Lunch Talk: Planning in Factored State and Action Spaces with Learned Binarized Neural Network Transition Models

The University of Toronto Operations Research Group (UTORG) is hosting a lunch talk by Buser Say. The talk is entitled “Planning in Factored State and Action Spaces with Learned Binarized Neural Network Transition Models”.  Lunch and coffee will be provided.  Hope to see you there!

Who: Buser Say, Ph.D. candidate, University of Toronto


When: Wednesday, August 01st @ 12:00pm – 1:00pm

Where: MB101


Bio-sketch: Buser is a Ph.D. candidate at University of Toronto under the supervision of Professor Scott Sanner, and a member of the Data-Driven Decision Making Lab (D3M). Previously, he has completed my BASc. in Industrial Engineering from University of Toronto (2014) with emphasis on Operations Research, and earned my MASc. from University of Toronto (2016) as a member of the Toronto Intelligent Decision Engineering Laboratory (TIDEL).

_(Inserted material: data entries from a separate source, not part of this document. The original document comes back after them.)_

PR #746, opened 2026-06-26
feat(auth): add --base-url to point the wizard at a custom PostHog stack

rafaeelaudibert:
## What

Adds a `--base-url` flag (env `POSTHOG_WIZARD_BASE_URL`, hidden like `--local-mcp`) that pins every PostHog origin to one URL and bypasses region resolution. This lets a **shipped/production** wizard run against a local or self-hosted PostHog stack (e.g. `http://localhost:8010`) without specifying a region.

## Why

The wizard already has localhost routing, but it's gated on `IS_DEV` — a build-time constant tsdown compiles out of production builds. So it can't be used to point a published wizard at a local stack. `--base-url` is the runtime equivalent that survives into prod.

## How

- A single pure resolver in `@utils/urls`: `resolveBaseUrl(override?)` → `--base-url` wins, else `IS_DEV` implies localhost, else `undefined` (region-based resolution unchanged). Existing dev/prod behavior is byte-for-byte unchanged.
- The override lives on the **session** (`session.baseUrl`) and is threaded into the URL helpers — no hidden module-level state.
- Everything builds from it: the API host, cloud/app URL, OAuth server, and the us/eu region probe (skipped when pinned). The LLM gateway auto-routes to the local gateway via the existing host-based mapping.
- OAuth + provisioning select the **dev client ID** when a base URL is pinned (see TODO below).

## Usage

```bash
npx @posthog/wizard --base-url http://localhost:8010
```

## Note / follow-up

A pinned base URL currently assumes a dev-seeded stack that registers `POSTHOG_DEV_CLIENT_ID`. There's a `TODO` in `getOAuthClientId` / `getProvisioningClientId`: if we ever point `--base-url` at a non-dev instance with its own OAuth app, make the client ID configurable (e.g. `--oauth-client-id`).

The flag is **hidden** (not in `--help`), matching `--local-mcp`. Easy to make public if we want to commit to self-hosted support.

## Testing

`pnpm build && pnpm test` — 1016 tests pass; lint clean (0 errors).

### DIFF
--- a/src/ui/tui/screens/AiOptInRequiredScreen.tsx
+++ b/src/ui/tui/screens/AiOptInRequiredScreen.tsx
@@ -21,7 +21,7 @@ import { useKeyBindings } from '@ui/tui/hooks/useKeyBindings';
 import { Colors } from '@ui/tui/styles';
 import { useSkillEntry } from '@ui/tui/screens/SkillSourceInfo';
 import { fetchUserData } from '@lib/api';
-import { getCloudUrl } from '@utils/urls';
+import { HostResolution } from '@lib/host-resolution';
 import { CONTEXT_MILL_RELEASES_URL, POSTHOG_APP_URL } from '@lib/constants';
 import { analytics } from '@utils/analytics';
 import { LoadingBox } from '@ui/tui/primitives/index';
@@ -98,7 +98,8 @@ export const AiOptInRequiredScreen = ({
     }
     setRetrying(true);
     setRetryError(null);
-    void fetchUserData(accessToken, getCloudUrl(region, session.baseUrl))
+    // TODO: clean up in #755
+    void fetchUserData(accessToken, HostResolution.fromRegion(region, { baseUrl: session.baseUrl }).appHost)
       .then((user) => {
         store.setApiUser(user);
       })
--- a/src/ui/tui/screens/AiOptInRequiredScreen.tsx
+++ b/src/ui/tui/screens/AiOptInRequiredScreen.tsx
@@ -21,7 +21,7 @@ import { useKeyBindings } from '@ui/tui/hooks/useKeyBindings';
 import { Colors } from '@ui/tui/styles';
 import { useSkillEntry } from '@ui/tui/screens/SkillSourceInfo';
 import { fetchUserData } from '@lib/api';
-import { getCloudUrlFromRegion } from '@utils/urls';
+import { getCloudUrl } from '@utils/urls';
 import { CONTEXT_MILL_RELEASES_URL, POSTHOG_APP_URL } from '@lib/constants';
 import { analytics } from '@utils/analytics';
 import { LoadingBox } from '@ui/tui/primitives/index';
@@ -98,7 +98,7 @@ export const AiOptInRequiredScreen = ({
     }
     setRetrying(true);
     setRetryError(null);
-    void fetchUserData(accessToken, getCloudUrlFromRegion(region))
+    void fetchUserData(accessToken, getCloudUrl(region, session.baseUrl))
       .then((user) => {
         store.setApiUser(user);
       })
--- a/src/ui/tui/services/mcp-suggested-prompts-services.ts
+++ b/src/ui/tui/services/mcp-suggested-prompts-services.ts
@@ -75,7 +75,7 @@ export interface McpSuggestedPromptsServices {
  * actually invoked.
  */
 export function createMcpSuggestedPromptsServices(
-  _store: WizardStore,
+  store: WizardStore,
 ): McpSuggestedPromptsServices {
   return {
     performLogin: async () => {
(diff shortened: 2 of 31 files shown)


src/utils/urls.ts
```diff
@@ -75,7 +89,11 @@ export async function detectRegionFromToken(
   );
 }
 
-export const getLlmGatewayUrlFromHost = (host: string) => {
+export const getLlmGatewayUrl = (host: string) => {
+  if (host.includes('host.docker.internal')) {
+    return 'http://host.docker.internal:3308/wizard';
+  }
```
rafaeelaudibert, line 95: Need this because running this inside Temporal will actually yield `http://host.docker.internal:8010` and not `localhost`

src/utils/urls.ts
gewenyu99, line 1: This file is getting a little hectic. It may be time for a cleaner URL class object

gewenyu99: It's just harder to trace than just:

wizardHost.url()
wizardHost.gatewayUrl()
wizardHost.mcpURl()
wizardHost.region()... etc

from a single clean constructor

gewenyu99: Not your fault, we've just been piling here for too long

src/utils/provisioning.ts
```diff
@@ -11,21 +11,39 @@ import * as crypto from 'node:crypto';
...
 
-const PROVISIONING_BASE_URL = IS_DEV
-  ? 'http://localhost:8010'
-  : 'https://us.posthog.com';
+/**
+ * Provisioning host. Follows a `--base-url` override (and IS_DEV → localhost),
+ * else the region-agnostic prod provisioning host (always US; the target region
+ * is passed in the request body).
+ *
+ * // TODO: Make this work with EU provisioning.
```
gewenyu99, line 30: huh?

src/ui/tui/services/mcp-suggested-prompts-services.ts
```diff
@@ -75,7 +75,7 @@ export interface McpSuggestedPromptsServices {
  * actually invoked.
  */
 export function createMcpSuggestedPromptsServices(
-  _store: WizardStore,
+  store: WizardStore,
```
gewenyu99, line 78: What was this change for?

src/ui/tui/screens/AiOptInRequiredScreen.tsx
```diff
@@ -98,7 +98,7 @@ export const AiOptInRequiredScreen = ({
     }
     setRetrying(true);
     setRetryError(null);
-    void fetchUserData(accessToken, getCloudUrlFromRegion(region))
+    void fetchUserData(accessToken, getCloudUrl(region, session.baseUrl))
```
gewenyu99: yikes that's a lot of prop passing

gewenyu99 (commented):
Let me PR on your PR. I think there is a mess here that's not from your work.

LLMs just make it really easy to prop drill and use 100 util functions. But there should be some clean up here. 
- The argument drilling/prop drilling is wild
- There are too many methods to transform the base url
- The shape for this will be cleaner as a class 😓

gewenyu99:
Is good PR but seeing this makes me realizing how messy our host resolution logic is and it's getting into foot-shot territory.

Was not a problem when the wizard was entirely linear. I will do clean up

rafaeelaudibert:
* **#746** <a href="https://app.graphite.com/github/pr/PostHog/wizard/746?utm_source=stack-comment-icon" target="_blank">Graphite</a> 👈 <a href="https://app.graphite.com/github/pr/PostHog/wizard/746?utm_source=stack-comment-view-in-graphite" target="_blank">(View in Graphite)</a>
* `main`


<h2></h2>

src/ui/tui/services/mcp-suggested-prompts-services.ts
rafaeelaudibert: It easn't used before, it's used now, so I removed the underscore. I assumed it meant "unused"

src/utils/provisioning.ts
rafaeelaudibert: It's always provisioning accounts in the US, never in the EU 🤷 

Don't know why Brooker implemented it like this

gewenyu99: OH the heck lol. Well is my fault to slipping on this during review lol.

src/ui/tui/services/mcp-suggested-prompts-services.ts
gewenyu99: ah that makes sense

gewenyu99 (approved):
This should be fine. Mostly semantic changes. It does touch the OAuth flow just a little. I will test both US and EU OAuth flows before this goes out. Otherwise seems okay to me

gewenyu99:
Does snapshot CI work now? I have no idea lol

gewenyu99:
omg that totally works
https://github.com/PostHog/wizard-workbench/pull/2200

His main research focus is in the application of Operations Research techniques and Deep Neural Networks to our Data-Driven Automated Hybrid Planning framework.

Abstract:  In this paper, we leverage the efficiency of Binarized Neural Networks (BNNs) to learn complex state transition models of planning domains with discretized factored state and action spaces. In order to directly exploit this transition structure for planning, we present two novel compilations of the learned factored planning problem with BNNs based on reductions to Boolean Satisfiability (FDSAT-Plan) as well as Binary Linear Programming (FD-BLP-Plan). Experimentally, we show the effectiveness of learning complex transition models with BNNs, and test the runtime efficiency of both encodings on the learned factored planning problem. After this initial investigation, we present an incremental constraint generation algorithm based on generalized landmark constraints to improve the planning accuracy of our encodings. Finally, we show how to extend the best performing encoding (FD-BLP-Plan+) beyond goals to handle factored planning problems with rewards.